I wasn’t sure if I could mention my app so I didn’t use the name. Mail Archiver X Easy can print to PDF but it can’t create PDFs in batch. This can only be done with the main version Mail Archiver X.
Doing PDFs is not that hard when the html exists. Creating the html out of the email parts is the real problem.
I get data from Mail with AppleScript where I have to. That means the accounts and the mailboxes. Because for Gmail all emails are in a single mailbox “All Mails” I need to get the header data for all emails.
The rest of my app is done in Xojo. Creation of pdf out of html is done by using macOS functions after loading the html into a html viewer.

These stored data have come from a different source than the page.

PR #833, opened 2022-10-10
Storybook/o forms radio box inputs

OBakir90:
Have tried to include [all demos](https://www.ft.com/__origami/service/build/v3/demo?component=o-forms%409.4.0&demo=radio-box&system_code=origami-repo-data&brand=core) in registry using same inputs listed [here](https://github.com/Financial-Times/origami/blob/main/components/o-forms/demos/src/data/radio-box.json)


akomiqaia:
Really nice work @OBakir90. Seems like you have done a lot of work. Just found few issues with storybook demos and added some suggestions at the end.

Screenshot 2022-10-10 at 16 21 07
In the demos it seems like user needs to click twice to switch the state on initial render. After that it works fine and immediately switches between states.

Screenshot 2022-10-10 at 16 20 50
Similar issue as in the first one. if I have `daily` selected and then I try to go to `monthly` first it jumps to `weekly` and then after another click it selects `monthly`.

Screenshot 2022-10-10 at 16 25 46
The error message is still present when one of the options is selected. Maybe we can switch classes based on selection state? 

Also just a general thought about the demos. In our [demo-box-styled-radio-inputs](https://registry.origami.ft.com/components/o-forms@9.4.0#demo-box-styled-radio-inputs) registry this demos are grouped and maybe we want similar thing to happen inside the storybook?

components/o-forms/stories/forms.stories.tsx
```diff
@@ -0,0 +1,349 @@
...
+		};
+	}, []);
+	return <Forms {...args} />;
+};
+
+export const BoxRadioButton: ComponentStory<typeof Forms> = FormsStory.bind(
+	{}
+);
+
+export const HiglightBoxRadioButton: ComponentStory<typeof Forms> = FormsStory.bind(
```
akomiqaia, line 32:
```suggestion
export const HighlightBoxRadioButton: ComponentStory<typeof Forms> = FormsStory.bind(
```

components/o-forms/stories/forms.stories.tsx
```diff
@@ -0,0 +1,349 @@
...
+		},
+		title: {
+			mainTitle: "Box Radio Button",
+			promptTitle: "This is a box radio button sample"
+		}
+	},
+
+}
+
+HiglightBoxRadioButton.args = {
```
akomiqaia, line 94:
```suggestion
HighlightBoxRadioButton.args = {
```

components/o-forms/src/tsx/forms.tsx
```diff
@@ -0,0 +1,103 @@
...
+				)}
+			</span>
+			<span className={addNewClassNames('o-forms-input o-forms-input--radio-box', field.modifiers, 'o-forms-input--')}>
+				{children}
+				{field.error && (
+					<span className="o-forms-input__error" >{field.error}</span>
+				)}
+				{field.state && (
+					<span className="o-forms-input__state " />
+				)}
```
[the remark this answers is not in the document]
akomiqaia: No problem at all and thanks for updating the code. But I think my previous comment was a bit confusing. Not all the span elements need a `role` attribute. `span` element has no semantic meaning and sometimes we add `role` attribute to provide meaning to it that is understood by screen readers. here is more info about [aria-roles](https://developer.mozilla.org/en-US/docs/Web/Accessibility/ARIA/Roles). [This PR](https://github.com/Financial-Times/origami/pull/828/files) only updates `error` and `state` span elements.

akomiqaia:
@OBakir90 This is looking super nice. And good work on storybook controls. Just one little thing to mention is `saved` control does not work on certain components and it seems like it was intended only for  `StateBoxRadioButton`. It will be better experience for users if `saved` control is disabled and gets shown only in `StateBoxRadioButton`. Here is doc on how to [disable controls](https://storybook.js.org/docs/react/essentials/controls#disable-controls-for-specific-properties).

components/o-forms/stories/forms.stories.tsx
```diff
@@ -0,0 +1,205 @@
...
+export const ErrorBoxRadioButton: ComponentStory<typeof Forms> =
+	FormsStory.bind({});
+
+export const StateBoxRadioButton: ComponentStory<typeof Forms> =
+	FormsStory.bind({});
+
+BoxRadioButton.args = {
+	inputs: [
+		{
+			type: 'radio',
```
notlee, line 48: love that it's possible to modify add more inputs in the demos :D

components/o-forms/src/tsx/forms.tsx
```diff
@@ -0,0 +1,139 @@
...
+	inputs?: inputs;
+	highlight?: boolean;
+}
+
+interface FormFieldProps {
+	children?: JSX.Element | JSX.Element[];
+	title?: title;
+	field?: field;
+	centered?: boolean;
+	saved?: boolean;
```
notlee, line 38: These props may need a little refactor before we make them public. For example:

I think only box-styled radio inputs support a state? Could the prop be on a more specific component than `FormField`?

Do we need `save` and `field.state`, or could 1 `state` property work (it wouldn't make sense to have saved = false and field.state = saving)? 

Do we need `field.modifiers` or could the modifiers be determined based on the `state` or other props?

notlee (changes requested):

KamranMuniree:
Thanks Orhan for your hard work on this. We will be closing this PR in favour of [this](https://github.com/orgs/Financial-Times/projects/83#card-86533701) which has been built on the foundations of your work.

WKHtmlToPDF works fine, but it’s only available for Intel and an ARM version is unlikely. I found a Python library a while ago which creates only very simple pdfs. Other tools to create pdfs out of html are super pricey like Prince.
One of the solutions could well be considered the installing of a ready-made application like the one mentioned above.
For those who would like to get to the bottom of everything with their brains, I confirm Shane Stanley’s remark that the HTML of the message body can be obtained by normal AppleScript parsing. Because, the message source consists of headers followed by a null line (i.e., two contiguous CRLFs) and then an HTML body.
That is, to get HTML, your Apple-script must throw out the headers and the above null line.
Here is a link to the RFC 822 specification, which should be read carefully. Especially the following information, which sheds light on how to distinguish headers from the body (for their subsequent elimination from the source of message):
B.2. SEMANTICS
Headers occur before the message body and are terminated by
a null line (i.e., two contiguous CRLFs).
A line which continues a header field begins with a SPACE or
HTAB character, while a line beginning a field starts with a
printable character which is not a colon.
A field-name consists of one or more printable characters
(excluding colon, space, and control-characters). A field-name
MUST be contained on one line. Upper and lower cases are not dis-
tinguished when comparing field-names.